- Developer: Cope-Com
- Publisher: Discovery Software
- Platform: Amiga
- Release: 1989
- Genre: Scrolling shooter
- Mode: Single-player

= Hybris (video game) =

1989 video game

Hybris is a vertically scrolling shooter for the Amiga home computer developed by Cope-Com and published by Discovery Software.

==Gameplay==
Players choose a player character commander from either Lovett or Maverick and begin play, controlling a spaceship which can be moved up and down the screen, as well as left and right. Airborne alien enemies and groundbased defensive weapons appear as the game scrolls upwards constantly, these can be destroyed by the player's weapon fire. More advanced weapons can be collected in the form of power ups. Hybris has a weapon enhancement feature, called "expansion"; once a new weapon has been collected it can be temporarily upgraded by the player rotating the joystick or pressing "Enter" on the keyboard, each weapon can be enhanced three times before a new weapon is needed in order to enhance again.
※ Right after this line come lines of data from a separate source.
PR #2585, opened 2022-09-21
Add account key abstractions

cbeck88:
In order to make progress on the hardware wallets project, we need to start adding abstractions for more of the functionality of account keys beyond just signing rings.

One of the main asks is also, the memo signing part. In this commit we also threw in the key images.

We couldn't throw in Public Address computations yet because it causes circular dependencies, unless we do more refactoring. We decided to hold off before this PR gets too large.

Without public addresses, we can't easily compute the short address hash of the source address, which is needed for the memo computations. So we can't make the transaction builder part generic over this new memo trait just yet either.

Pressing "Space" on the keyboard activates a smart bomb that destroy every enemy (except bosses) and bullet on the screen: player starts with three of them.

==Legacy==
Cope-Com later created the spiritual successor titled Battle Squadron.

In 2010, the creators intended to port the game to Android and iOS. Initially to be released in 2012, it was postponed several times, and as of 2026, the game has not come out.